# Surface plate stand.



## DavidR8 (Apr 5, 2021)

@MrWhoopee thread about his surface plate stand resurfaced a project for me. 
I have a shop grade 12x18 plate. 
It’s currently sitting on my bench. 
I’d like to make a stand for it so I can level it to use as a reference surface to balance my grinding wheels. 

Planning to use some 2” angle iron to make the frame, weld on three 3/8” ready rod couplers vertically, two at one and and one at the other. I’ll make some long adjuster screws out of ready rod. 

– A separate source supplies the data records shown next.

PR #3810, opened 2022-01-10
Add Prokey Optimum to wallets

northmz:
This pull request adds Prokey Optimum to hardware wallets list.


crwatkins:
Thanks for the resubmission!

I had a number of unanswered questions in your [previous submission]( https://github.com/bitcoin-dot-org/Bitcoin.org/pull/3625) mostly related to your firmware authentication methods.  Have those changed significantly?   If so, could you point us to documentation on the new system or describe them?  If not, could you follow up on the questions in your previous submission?

northmz:
> Thanks for the resubmission!
> 
> I had a number of unanswered questions in your [previous submission](https://github.com/bitcoin-dot-org/Bitcoin.org/pull/3625) mostly related to your firmware authentication methods. Have those changed significantly? If so, could you point us to documentation on the new system or describe them? If not, could you follow up on the questions in your previous submission?

Thanks for taking your time to review it. Yes, We have changed it based on listing criteria. Now each device has its own dedicated key which will be written in OTP memory section in production lane, so there is no hard coded authentication key in the source code that prevented us making it 100% opensource.

Here is the code if you would like to have a look: https://github.com/prokey-io/prokey-optimum-firmware/blob/4f9aba2b4036832911b6d357bf31f95c6010af02/auth.c#L412

crwatkins:
1. Does each device get its own unique secret key? (just confirming I understand what you said above)
2. Can you describe, preferably in a few lines of pseudocode, how downloaded firmware is verified?
3. Could you describe what you believe are the pros and cons of your approach compared to traditional public key digital signatures for code signing?

northmz:
> 1. Does each device get its own unique secret key? (just confirming I understand what you said above)
Yes

> 2. Could you describe, preferably in a few lines of pseudocode, how downloaded firmware is verified?

Firstly, the device and server will perform mutual authentication using a unique secret key, which we call AuthKey, after that a session key will be generated and the firmware will be AES encrypted by the server using this session key and then will be sent to the client-side. Secondly, the device will decrypt the received data using the same session key and will install the new firmware. 

> 3. Could you describe what you believe are the pros and cons of your approach compared to traditional public key digital signatures for code signing?

by this method, we can always be sure that the device is genuine because we perform mutual authentication not only when we want to install new firmware but also each time the Prokey device wants to be connected to our wallet interface and a fake device can not pass the mutual-authentication process. This can prevent the risk of evil maid attacks and any other person or company cannot create fake devices.

crwatkins:
> Firstly, the device and server will perform mutual authentication using a unique secret key, which we call AuthKey, after that a session key will be generated...

Could you explain the algorithm, preferably in pseudocode,  that is used to generate this session key?

> ... the firmware will be AES encrypted by the server using this session key and then will be sent to the client-side. Secondly, the device will decrypt the received data using the same session key and will install the new firmware.

Could you explain how you ensure data integrity since encryption does not provide integrity?

> by this method, we can always be sure that the device is genuine because we perform mutual authentication not only when we want to install new firmware but also each time the Prokey device wants to be connected to our wallet interface and a fake device can not pass the mutual-authentication process.

What prevents a customer from extracting an AuthKey from OTP memory and using it in other devices, since it seems to be a goal to prevent that?

northmz:
> Could you explain the algorithm, preferably in pseudocode, that is used to generate this session key?

1.	The server requests a Random from the device (RndD) and the device will send its SN + RndD.
2.	Server encrypts RndD using the corresponding unique secret key and returns Enc(RndD) + a new Random number (RndS).
3.	First, the device checks if Enc(RndD) is correct then it will send SN + Enc(RndS).
4.	Server checks if Enc(RndS) is correct then the session key will be generated, SessionKey = Hash(Hash(Hash(Key + RndD + RndS))).
5.	And in the last step, Server will send Hash(SessionKey) to the device to make sure the process completed successfully.

```C++
byte[32] DeviceKey;
byte[16] DeviceRandom = Randomize();
var serverRespond = SendToServer(SerialNumber + DeviceRandom) // Server will return AES256(DeviceRandom, DeviceKey) and ServerRandom
if (serverRespond.EncodedRnd != AES256(DeviceRandom, DeviceKey))
return false;

var SessionHash = SendToServer(AES256(serverRespond.ServerRandom, DeviceKey))

byte[32] SessionKey = Hash(Hash(Hash(DeviceKey + DeviceRandom + ServerRandom)))

if (Hash(SessionKey) == SessionHash)
return true;
```



> Could you explain how you ensure data integrity since encryption does not provide integrity?

First, please note that the bootloader will not start firmware installation before completion of mutual authentication. 
Secondly, if attacker uses a man-in-the-middle attack, they won’t able to install a fake firmware on the device again because they don’t know the session key to encrypt the firmware. However, if a firmware is encrypted with a wrong key, nothing bad will happen due to wrong decrypted data that cannot be executed on ARM processor and First boot and Bootloader will not touch during firmware install. Worth mentioning that Bootloader also checks the 4 first bytes if it is match to Initial Stack Pointer address (the first 4 bytes of flash is always Initial Stack Pointer) before finishing the installation. We have plan to improve this checking in the near future by adding Enc(Hash(firmware)) to the end of firmware content.

> What prevents a customer from extracting an AuthKey from OTP memory and using it in other devices, since it seems to be a goal to prevent that?

Please note that:
1.	The bootloader and firmware will not send OTP content out for any reason. It’s only used as a key for encryption.
2.	Because of device protection, accessing through JTAG, IAP or any interface is denied. 
3.	To install a fake firmware, mutual authentication is needed, so without having OTP, it is not possible.
4.	Finally, If we assume that OTP leaks for any reason, the attacker can produce another fake device with fake bootloader that should send exact same Serial Number to server(serial number of original device) , However, Once the official firmware get installed from the our website on the new fake device, a true device serial number will be used(our firmware reads the UUID of STM32 chip) that is not available in our server and device can not pass mutual authentication and generate any wallet.

crwatkins:
I noticed that you made some [changes](https://github.com/prokey-io/prokey-optimum-firmware/pull/25) to the algorithm you described above yesterday and more changes a couple weeks ago.  Is the algorithm you described above the algorithm currently in use in production or the one you just updated in your repository?

crwatkins:
> We have plan to improve this checking in the near future by adding Enc(Hash(firmware)) to the end of firmware content.

This is a significant omission.  Encryption alone does not provide integrity.  On this issue alone, I cannot recommend Prokey Optimum for listing based on the criteria.  However, what is more troubling is that Prokey seems to have forked a well established and vetted signature system and replaced it with a home brew system containing multiple novice cryptographic mistakes.  I would highly recommend getting an expert cryptographic review of the system and resubmitting not sooner than 12 months after improvements have been in production.

northmz:
>This is a significant omission. Encryption alone does not provide integrity.

It is obvious that your sentence is true in general. But as I mentioned in my previous message, the wrong encrypted data neither gets executed by the bootloader nor is able to be run on the ARM processor. 

However, signed firmware also does not itself provide integrity. For example, I can sign a firmware with a wrong key and program a Trezor HW (during the writing process to the flash memory, the hash of data only be checked, not the signature), right? But prior to firmware boot, their Bootloader will check the signature of the programmed firmware and show an error/warning message. So, this integrity issue is there too.

> ...replaced it with a home brew system containing multiple novice cryptographic mistakes.

The challenge-response process and mutual authentication and encrypt the firmware with a session key is not homebrew, I refer you to the below documents an standards. and I am wondering to know what is cryptographic mistakes? Please point out the mistakes directly. 
- ISO/IEC 7816-4 section 7.5
- DESFire EV1/EV2 Authenticate section
- https://en.wikipedia.org/wiki/Challenge%E2%80%93response_authentication

> …resubmitting not sooner than 12 months after improvements have been in production.
We always try to improve our system in both new features and security. However, please let us know if this 12 months is part of the criteria or your personal concern.
> …Is the algorithm you described above the algorithm currently in use in production or the one you just updated in your repository?
The algorithm we described above is not in production right now and will be published with next firmware update.

crwatkins:
@northmz 

> Please point out the mistakes directly.

I want to be clear that I did not do a comprehensive cryptographic review of the codebase; that is why I recommended one.   Relying on encryption alone without providing an integrity check is significant.  In the [previous PR](https://github.com/bitcoin-dot-org/Bitcoin.org/pull/3625) I had asked questions about algorithms that were never answered which makes it hard to evaluate.

> However, please let us know if this 12 months is part of the criteria or your personal concern.

As I've mentioned before in regards to other wallets, I don't believe that any of the criteria were intended to permanently disqualify listing even though no specific time periods were mentioned.  Given the fact that the improvements described above are not yet implemented in production, this is going to take some time.   I've spent time on this review twice within the last year and I have very limited resources and I need to be fair to other wallets.  We're all just contributors here and reviews can be performed by any respected contributor whenever they have the time.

I was reading about Bessel points and was wondering if this is something I should concern myself with for the design.


----------



## benmychree (Apr 5, 2021)

Bessey points???


----------



## francist (Apr 5, 2021)

I suspect “Bessel”


----------



## DavidR8 (Apr 5, 2021)

Indeed. Bessel. 
Autocorrect got me. 
Original post corrected.


----------



## benmychree (Apr 5, 2021)

Granite surface plates are generally supported at the perimeter, two at one end and one on the other end in the center.  The plates are finish lapped with this support, so they should be flat supported thusly.


----------



## DavidR8 (Apr 5, 2021)

benmychree said:


> Granite surface plates are generally supported at the perimeter, two at one end and one on the other end in the center. The plates are finish lapped with this support, so they should be flat supported thusly.



Thank you sir!


----------



## Cadillac (Apr 5, 2021)

Here’s what I did acouple years back. It’s along the same principle but I didn’t like the fact that on one end it could teater. So what I did to have the plate on four adjustment feet was have one end pivot. The whole Assy. Is on top a shop cart.


----------



## DavidR8 (Apr 5, 2021)

Cadillac said:


> Here’s what I did acouple years back. It’s along the same principle but I didn’t like the fact that on one end it could teater. So what I did to have the plate on four adjustment feet was have one end pivot. The whole Assy. Is on top a shop cart.
> 
> 
> 
> ...



Interesting design. 
How big is your plate?


----------



## Cadillac (Apr 5, 2021)

It’s a 18x24 plate and once nice thing is I keep all my gauge blocks underneath. Here’s a shot currently checking some parallels I just got done with. Disappointed in the bluing.


----------



## SLK001 (Apr 5, 2021)

Isn't your plate riding on a plastic cart?  If so, that means that it is never level!


----------



## Cadillac (Apr 5, 2021)

Level No stabile Yes. I leveled it when I installed it. Other than something rolling off I don’t need it to be level I need it to be flat.


----------



## aliva (Apr 6, 2021)

A granite plate is to be flat, level is an option. Unless your plate is in permanent location there's no point leveling it. I see a lot of people worried about leveling the plate, but they have it on a stand that has wheels, which they move around the shop. Every time time you move , there goes your level..Abomb79 has a video on modifying his plate stand, his on wheels.


----------



## DavidR8 (Apr 6, 2021)

I'd like to level it so that I can use it to balance my surface grinder wheels.
Jeff (@Janderso) turned me onto this idea and I have since watched a video by Stan of Bar-Z Ranch where he puts a shop-made arbor and a set of 2-4-6 blocks on his surface plate to balance his wheels.


----------



## rjs44032 (Apr 6, 2021)

See federal spec here: FedSpecGGG-P-463c

Support specifications are clearly defined in section 3. Plates need to be supported on 3 points. They are not Bessel or Airy points. Hope this helps. 

Best Regards,
Bob


----------